To do:
Give the data again exactly, stopping after the "Expected: missing /" line.

○ ○ ○

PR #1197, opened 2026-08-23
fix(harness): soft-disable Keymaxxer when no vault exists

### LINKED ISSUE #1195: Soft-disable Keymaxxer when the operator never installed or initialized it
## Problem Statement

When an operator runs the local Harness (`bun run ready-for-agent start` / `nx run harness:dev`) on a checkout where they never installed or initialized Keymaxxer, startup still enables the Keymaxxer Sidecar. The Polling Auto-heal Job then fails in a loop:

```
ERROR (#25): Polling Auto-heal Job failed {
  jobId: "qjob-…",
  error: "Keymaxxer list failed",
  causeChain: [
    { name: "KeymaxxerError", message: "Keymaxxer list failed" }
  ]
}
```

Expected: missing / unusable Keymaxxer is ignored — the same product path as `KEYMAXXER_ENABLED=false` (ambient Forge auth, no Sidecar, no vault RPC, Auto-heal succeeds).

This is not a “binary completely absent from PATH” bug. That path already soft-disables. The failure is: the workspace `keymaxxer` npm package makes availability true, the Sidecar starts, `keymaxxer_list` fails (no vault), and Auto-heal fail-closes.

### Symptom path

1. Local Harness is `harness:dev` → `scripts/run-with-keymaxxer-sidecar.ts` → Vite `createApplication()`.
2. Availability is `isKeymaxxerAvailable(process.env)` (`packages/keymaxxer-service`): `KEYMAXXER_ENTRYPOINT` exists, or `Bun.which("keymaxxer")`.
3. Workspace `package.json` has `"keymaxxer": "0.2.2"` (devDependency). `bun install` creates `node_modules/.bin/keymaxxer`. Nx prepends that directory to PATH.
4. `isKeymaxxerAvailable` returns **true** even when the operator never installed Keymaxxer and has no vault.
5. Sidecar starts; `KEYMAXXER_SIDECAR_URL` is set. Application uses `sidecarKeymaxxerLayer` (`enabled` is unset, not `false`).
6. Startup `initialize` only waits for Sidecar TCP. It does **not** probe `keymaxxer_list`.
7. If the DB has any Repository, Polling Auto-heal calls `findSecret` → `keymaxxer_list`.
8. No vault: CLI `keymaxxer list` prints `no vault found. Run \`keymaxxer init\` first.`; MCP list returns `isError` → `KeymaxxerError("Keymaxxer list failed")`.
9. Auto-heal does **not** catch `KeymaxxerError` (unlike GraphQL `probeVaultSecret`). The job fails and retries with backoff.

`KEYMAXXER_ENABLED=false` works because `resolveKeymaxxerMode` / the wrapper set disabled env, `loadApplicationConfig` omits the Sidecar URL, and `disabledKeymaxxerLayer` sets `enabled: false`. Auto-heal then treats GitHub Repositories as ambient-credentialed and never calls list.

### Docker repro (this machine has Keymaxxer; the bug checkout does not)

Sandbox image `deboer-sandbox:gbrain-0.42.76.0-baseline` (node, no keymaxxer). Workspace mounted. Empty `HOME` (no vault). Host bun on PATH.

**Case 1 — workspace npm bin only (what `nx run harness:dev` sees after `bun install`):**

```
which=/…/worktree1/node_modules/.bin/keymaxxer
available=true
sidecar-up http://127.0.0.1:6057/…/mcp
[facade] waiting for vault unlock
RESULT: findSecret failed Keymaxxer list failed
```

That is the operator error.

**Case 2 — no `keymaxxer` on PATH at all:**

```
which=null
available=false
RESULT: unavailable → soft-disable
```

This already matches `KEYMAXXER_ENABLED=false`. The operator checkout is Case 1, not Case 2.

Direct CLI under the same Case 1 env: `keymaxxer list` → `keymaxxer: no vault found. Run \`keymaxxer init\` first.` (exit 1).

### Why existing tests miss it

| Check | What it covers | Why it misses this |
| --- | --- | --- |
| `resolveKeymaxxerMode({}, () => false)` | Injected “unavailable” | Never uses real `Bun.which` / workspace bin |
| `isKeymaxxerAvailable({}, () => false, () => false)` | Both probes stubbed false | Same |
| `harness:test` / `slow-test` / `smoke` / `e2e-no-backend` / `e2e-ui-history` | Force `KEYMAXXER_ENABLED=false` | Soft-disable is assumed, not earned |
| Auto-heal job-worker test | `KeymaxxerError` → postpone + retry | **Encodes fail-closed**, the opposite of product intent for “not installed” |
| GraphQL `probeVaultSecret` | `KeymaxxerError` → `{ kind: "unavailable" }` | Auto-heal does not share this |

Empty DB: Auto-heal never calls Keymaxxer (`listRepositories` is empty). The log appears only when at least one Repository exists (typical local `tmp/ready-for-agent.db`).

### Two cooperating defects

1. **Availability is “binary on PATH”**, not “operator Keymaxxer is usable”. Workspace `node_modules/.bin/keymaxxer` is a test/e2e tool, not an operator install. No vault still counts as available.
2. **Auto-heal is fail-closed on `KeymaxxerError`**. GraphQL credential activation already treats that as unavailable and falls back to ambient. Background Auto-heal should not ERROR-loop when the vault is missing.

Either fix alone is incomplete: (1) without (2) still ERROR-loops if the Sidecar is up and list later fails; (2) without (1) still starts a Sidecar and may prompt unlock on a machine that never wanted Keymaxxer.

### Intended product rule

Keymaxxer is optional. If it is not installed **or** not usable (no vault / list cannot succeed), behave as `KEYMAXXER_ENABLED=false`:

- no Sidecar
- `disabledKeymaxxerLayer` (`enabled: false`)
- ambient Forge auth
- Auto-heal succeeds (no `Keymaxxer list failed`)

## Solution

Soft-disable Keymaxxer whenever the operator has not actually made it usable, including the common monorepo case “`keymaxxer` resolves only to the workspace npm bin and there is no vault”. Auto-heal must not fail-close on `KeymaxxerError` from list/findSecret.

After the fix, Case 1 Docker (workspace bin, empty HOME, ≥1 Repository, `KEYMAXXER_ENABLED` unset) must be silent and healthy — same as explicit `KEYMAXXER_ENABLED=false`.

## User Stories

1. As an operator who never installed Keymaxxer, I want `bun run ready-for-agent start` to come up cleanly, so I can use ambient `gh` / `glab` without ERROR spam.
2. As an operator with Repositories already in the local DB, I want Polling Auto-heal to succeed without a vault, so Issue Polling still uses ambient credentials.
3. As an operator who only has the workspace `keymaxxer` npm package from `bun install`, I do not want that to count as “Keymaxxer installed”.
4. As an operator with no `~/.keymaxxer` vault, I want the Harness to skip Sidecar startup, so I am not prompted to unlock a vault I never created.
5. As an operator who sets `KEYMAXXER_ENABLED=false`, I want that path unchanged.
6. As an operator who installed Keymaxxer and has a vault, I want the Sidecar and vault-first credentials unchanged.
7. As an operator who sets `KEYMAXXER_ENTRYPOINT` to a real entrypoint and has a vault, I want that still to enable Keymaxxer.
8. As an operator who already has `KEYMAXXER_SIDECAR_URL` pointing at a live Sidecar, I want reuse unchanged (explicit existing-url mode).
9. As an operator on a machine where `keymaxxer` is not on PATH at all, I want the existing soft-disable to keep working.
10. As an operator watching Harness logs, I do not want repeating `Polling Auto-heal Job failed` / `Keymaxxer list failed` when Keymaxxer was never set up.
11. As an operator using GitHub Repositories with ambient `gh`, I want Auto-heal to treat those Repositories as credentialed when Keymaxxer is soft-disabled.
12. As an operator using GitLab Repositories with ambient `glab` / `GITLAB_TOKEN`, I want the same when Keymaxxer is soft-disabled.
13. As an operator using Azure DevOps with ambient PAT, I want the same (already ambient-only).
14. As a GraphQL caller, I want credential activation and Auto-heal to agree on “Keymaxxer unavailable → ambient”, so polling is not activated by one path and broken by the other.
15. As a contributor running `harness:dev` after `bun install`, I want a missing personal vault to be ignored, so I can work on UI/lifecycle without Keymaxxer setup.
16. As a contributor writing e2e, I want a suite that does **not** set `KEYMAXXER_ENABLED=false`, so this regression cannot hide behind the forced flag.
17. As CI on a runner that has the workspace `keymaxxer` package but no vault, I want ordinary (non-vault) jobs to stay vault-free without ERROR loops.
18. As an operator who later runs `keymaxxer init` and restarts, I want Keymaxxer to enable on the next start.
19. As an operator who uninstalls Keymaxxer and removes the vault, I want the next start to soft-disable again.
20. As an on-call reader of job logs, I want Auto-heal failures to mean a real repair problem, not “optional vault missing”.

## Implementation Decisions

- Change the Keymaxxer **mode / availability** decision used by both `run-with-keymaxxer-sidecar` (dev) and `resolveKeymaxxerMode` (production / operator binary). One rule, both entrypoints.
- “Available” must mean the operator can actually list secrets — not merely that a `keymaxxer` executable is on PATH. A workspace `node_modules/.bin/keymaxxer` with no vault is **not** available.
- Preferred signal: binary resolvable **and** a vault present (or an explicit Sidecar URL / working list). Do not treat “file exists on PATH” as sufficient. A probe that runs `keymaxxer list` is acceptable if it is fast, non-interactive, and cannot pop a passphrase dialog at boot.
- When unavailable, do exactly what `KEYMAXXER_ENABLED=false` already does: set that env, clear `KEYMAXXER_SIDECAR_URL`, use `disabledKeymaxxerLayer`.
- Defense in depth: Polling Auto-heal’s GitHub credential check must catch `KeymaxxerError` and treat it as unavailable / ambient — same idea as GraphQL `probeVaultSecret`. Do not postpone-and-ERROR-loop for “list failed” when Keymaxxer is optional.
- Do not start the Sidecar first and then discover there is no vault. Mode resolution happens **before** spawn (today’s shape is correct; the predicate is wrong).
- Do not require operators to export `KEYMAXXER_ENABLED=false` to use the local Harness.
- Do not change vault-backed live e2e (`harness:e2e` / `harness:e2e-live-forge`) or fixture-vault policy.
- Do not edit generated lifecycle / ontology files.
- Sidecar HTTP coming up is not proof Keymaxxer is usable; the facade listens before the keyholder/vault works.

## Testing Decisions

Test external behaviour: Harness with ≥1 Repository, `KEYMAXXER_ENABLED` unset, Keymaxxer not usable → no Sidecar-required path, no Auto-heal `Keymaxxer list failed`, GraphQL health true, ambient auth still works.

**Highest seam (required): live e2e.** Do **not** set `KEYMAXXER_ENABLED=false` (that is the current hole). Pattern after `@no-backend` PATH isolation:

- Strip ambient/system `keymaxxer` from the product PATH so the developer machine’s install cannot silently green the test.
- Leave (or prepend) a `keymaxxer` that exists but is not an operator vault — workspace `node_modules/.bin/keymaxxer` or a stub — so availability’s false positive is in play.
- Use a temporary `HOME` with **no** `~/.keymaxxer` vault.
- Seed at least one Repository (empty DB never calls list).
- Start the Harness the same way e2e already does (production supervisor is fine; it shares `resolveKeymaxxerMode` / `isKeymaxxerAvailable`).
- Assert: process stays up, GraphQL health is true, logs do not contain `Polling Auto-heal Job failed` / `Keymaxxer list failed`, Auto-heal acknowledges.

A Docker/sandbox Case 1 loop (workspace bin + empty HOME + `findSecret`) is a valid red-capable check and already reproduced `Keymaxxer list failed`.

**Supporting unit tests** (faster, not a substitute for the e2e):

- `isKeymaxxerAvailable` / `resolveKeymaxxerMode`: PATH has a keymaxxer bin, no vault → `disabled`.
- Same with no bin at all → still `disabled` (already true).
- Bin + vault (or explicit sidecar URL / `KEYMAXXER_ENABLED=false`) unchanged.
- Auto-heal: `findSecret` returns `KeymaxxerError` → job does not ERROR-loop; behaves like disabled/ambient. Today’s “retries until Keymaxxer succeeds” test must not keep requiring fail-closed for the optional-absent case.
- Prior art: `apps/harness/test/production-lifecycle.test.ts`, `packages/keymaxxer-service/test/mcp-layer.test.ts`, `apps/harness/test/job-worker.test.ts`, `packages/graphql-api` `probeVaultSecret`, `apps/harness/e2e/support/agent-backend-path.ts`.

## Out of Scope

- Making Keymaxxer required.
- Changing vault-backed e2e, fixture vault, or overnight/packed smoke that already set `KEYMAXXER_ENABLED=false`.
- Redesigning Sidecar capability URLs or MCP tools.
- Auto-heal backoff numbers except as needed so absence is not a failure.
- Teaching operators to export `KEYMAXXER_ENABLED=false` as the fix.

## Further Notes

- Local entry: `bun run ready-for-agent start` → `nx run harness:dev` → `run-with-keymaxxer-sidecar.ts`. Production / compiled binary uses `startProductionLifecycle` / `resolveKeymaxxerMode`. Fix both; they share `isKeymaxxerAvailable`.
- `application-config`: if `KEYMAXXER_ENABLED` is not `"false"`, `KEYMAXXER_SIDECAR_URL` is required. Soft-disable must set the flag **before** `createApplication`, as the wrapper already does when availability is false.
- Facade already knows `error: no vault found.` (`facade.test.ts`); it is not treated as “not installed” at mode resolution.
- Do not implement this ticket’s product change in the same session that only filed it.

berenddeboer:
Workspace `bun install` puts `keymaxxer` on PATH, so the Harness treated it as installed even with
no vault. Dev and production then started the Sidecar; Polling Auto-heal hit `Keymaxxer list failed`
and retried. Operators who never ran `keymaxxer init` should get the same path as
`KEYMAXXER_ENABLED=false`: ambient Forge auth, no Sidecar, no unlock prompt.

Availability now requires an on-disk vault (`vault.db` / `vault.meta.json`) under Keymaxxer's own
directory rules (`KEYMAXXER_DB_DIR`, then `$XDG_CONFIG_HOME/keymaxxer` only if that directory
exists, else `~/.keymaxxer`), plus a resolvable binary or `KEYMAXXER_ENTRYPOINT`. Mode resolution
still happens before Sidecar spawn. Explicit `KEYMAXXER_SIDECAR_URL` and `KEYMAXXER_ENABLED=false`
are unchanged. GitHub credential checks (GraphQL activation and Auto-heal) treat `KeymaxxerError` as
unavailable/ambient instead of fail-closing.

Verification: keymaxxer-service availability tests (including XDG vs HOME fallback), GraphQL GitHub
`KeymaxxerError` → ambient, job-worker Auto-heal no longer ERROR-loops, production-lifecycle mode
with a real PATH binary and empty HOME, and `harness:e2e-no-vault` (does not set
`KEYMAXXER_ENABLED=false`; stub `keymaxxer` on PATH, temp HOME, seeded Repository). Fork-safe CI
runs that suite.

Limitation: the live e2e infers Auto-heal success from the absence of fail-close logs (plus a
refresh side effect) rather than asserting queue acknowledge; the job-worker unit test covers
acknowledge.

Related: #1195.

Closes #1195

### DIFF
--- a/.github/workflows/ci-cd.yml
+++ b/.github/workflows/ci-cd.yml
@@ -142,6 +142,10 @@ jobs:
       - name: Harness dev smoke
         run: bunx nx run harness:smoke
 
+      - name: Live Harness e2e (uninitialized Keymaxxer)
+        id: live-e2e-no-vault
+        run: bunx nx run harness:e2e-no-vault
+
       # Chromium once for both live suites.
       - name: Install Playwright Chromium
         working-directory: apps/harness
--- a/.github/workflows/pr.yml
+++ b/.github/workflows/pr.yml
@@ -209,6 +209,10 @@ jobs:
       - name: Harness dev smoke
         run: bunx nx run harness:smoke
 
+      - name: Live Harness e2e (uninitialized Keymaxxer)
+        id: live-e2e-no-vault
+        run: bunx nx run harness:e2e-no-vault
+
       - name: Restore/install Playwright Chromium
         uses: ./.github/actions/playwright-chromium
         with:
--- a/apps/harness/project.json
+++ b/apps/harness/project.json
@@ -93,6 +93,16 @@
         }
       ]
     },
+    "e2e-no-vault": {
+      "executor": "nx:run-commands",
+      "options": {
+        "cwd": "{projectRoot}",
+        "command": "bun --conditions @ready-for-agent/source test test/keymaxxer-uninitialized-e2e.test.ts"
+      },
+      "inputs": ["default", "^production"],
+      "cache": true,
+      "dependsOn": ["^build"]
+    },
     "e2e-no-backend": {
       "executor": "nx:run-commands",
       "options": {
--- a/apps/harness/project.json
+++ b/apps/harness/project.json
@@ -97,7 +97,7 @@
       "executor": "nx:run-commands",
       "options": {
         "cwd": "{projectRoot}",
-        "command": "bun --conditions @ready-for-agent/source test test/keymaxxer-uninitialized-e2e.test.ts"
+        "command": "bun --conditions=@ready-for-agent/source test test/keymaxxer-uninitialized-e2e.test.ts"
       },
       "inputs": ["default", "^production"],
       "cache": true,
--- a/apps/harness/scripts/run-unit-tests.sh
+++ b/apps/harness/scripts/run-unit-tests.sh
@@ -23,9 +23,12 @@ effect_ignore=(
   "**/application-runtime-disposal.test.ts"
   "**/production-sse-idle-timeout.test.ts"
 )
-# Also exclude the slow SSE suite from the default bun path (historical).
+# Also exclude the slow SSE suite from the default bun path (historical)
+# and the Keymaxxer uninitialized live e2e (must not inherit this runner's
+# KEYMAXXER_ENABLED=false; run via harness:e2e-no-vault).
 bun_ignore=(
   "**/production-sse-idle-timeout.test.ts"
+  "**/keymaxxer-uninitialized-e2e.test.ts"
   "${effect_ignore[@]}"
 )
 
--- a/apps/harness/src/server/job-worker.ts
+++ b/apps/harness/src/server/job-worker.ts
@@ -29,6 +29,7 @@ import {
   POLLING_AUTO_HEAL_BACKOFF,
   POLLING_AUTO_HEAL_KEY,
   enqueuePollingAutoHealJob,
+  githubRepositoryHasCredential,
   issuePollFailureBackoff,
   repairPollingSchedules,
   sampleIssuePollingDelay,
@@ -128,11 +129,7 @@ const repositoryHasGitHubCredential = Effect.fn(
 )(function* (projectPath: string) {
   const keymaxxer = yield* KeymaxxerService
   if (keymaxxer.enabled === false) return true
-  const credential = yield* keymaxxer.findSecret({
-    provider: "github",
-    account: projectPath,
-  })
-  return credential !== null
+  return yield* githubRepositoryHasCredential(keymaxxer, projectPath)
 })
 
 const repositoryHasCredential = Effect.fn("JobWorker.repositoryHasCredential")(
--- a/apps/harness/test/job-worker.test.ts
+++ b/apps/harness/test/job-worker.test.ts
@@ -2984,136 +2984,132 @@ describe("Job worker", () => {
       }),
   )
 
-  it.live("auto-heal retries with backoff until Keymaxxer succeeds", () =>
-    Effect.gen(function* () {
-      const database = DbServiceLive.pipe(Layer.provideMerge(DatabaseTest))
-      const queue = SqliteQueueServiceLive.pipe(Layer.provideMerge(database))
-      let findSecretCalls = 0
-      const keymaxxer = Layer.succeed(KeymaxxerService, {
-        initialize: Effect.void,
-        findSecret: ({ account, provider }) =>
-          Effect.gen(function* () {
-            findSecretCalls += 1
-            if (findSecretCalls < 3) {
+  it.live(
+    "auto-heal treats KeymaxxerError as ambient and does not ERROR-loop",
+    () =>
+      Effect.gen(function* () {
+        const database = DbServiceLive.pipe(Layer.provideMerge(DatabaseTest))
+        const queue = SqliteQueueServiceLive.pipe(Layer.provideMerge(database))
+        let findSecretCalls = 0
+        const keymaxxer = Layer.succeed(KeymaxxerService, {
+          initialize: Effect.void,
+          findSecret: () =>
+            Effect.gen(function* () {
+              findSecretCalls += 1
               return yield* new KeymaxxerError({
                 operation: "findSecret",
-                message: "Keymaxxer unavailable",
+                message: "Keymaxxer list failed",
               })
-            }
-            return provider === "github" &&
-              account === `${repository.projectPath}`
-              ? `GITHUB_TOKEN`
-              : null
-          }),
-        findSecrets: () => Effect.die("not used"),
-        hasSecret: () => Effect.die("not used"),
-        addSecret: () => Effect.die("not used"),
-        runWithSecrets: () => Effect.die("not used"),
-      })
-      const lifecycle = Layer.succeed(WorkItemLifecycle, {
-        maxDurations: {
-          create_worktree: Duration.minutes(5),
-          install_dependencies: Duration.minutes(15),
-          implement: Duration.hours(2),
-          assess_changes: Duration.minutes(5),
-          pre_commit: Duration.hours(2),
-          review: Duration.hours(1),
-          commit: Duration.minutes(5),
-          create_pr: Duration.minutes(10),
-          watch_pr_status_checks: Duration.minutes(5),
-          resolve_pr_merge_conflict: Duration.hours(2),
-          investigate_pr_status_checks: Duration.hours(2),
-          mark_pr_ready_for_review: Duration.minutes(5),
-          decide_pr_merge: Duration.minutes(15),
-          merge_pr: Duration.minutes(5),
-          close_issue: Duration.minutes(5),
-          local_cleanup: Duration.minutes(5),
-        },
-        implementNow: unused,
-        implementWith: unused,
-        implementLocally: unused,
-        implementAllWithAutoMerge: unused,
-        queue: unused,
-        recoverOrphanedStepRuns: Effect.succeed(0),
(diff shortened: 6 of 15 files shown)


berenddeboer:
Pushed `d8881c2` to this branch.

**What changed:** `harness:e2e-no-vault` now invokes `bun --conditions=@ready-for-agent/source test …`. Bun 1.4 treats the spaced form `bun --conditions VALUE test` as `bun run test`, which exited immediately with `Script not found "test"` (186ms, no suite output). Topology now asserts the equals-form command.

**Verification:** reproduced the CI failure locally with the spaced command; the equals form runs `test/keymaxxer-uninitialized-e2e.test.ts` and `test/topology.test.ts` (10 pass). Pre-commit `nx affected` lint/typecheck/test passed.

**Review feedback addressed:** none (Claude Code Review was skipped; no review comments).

○ ○ ○

Solution to this task:
PR #1197, opened 2026-08-23
fix(harness): soft-disable Keymaxxer when no vault exists

### LINKED ISSUE #1195: Soft-disable Keymaxxer when the operator never installed or initialized it
## Problem Statement

When an operator runs the local Harness (`bun run ready-for-agent start` / `nx run harness:dev`) on a checkout where they never installed or initialized Keymaxxer, startup still enables the Keymaxxer Sidecar. The Polling Auto-heal Job then fails in a loop:

```
ERROR (#25): Polling Auto-heal Job failed {
  jobId: "qjob-…",
  error: "Keymaxxer list failed",
  causeChain: [
    { name: "KeymaxxerError", message: "Keymaxxer list failed" }
  ]
}
```

Expected: missing / unusable Keymaxxer is ignored — the same product path as `KEYMAXXER_ENABLED=false` (ambient Forge auth, no Sidecar, no vault RPC, Auto-heal succeeds).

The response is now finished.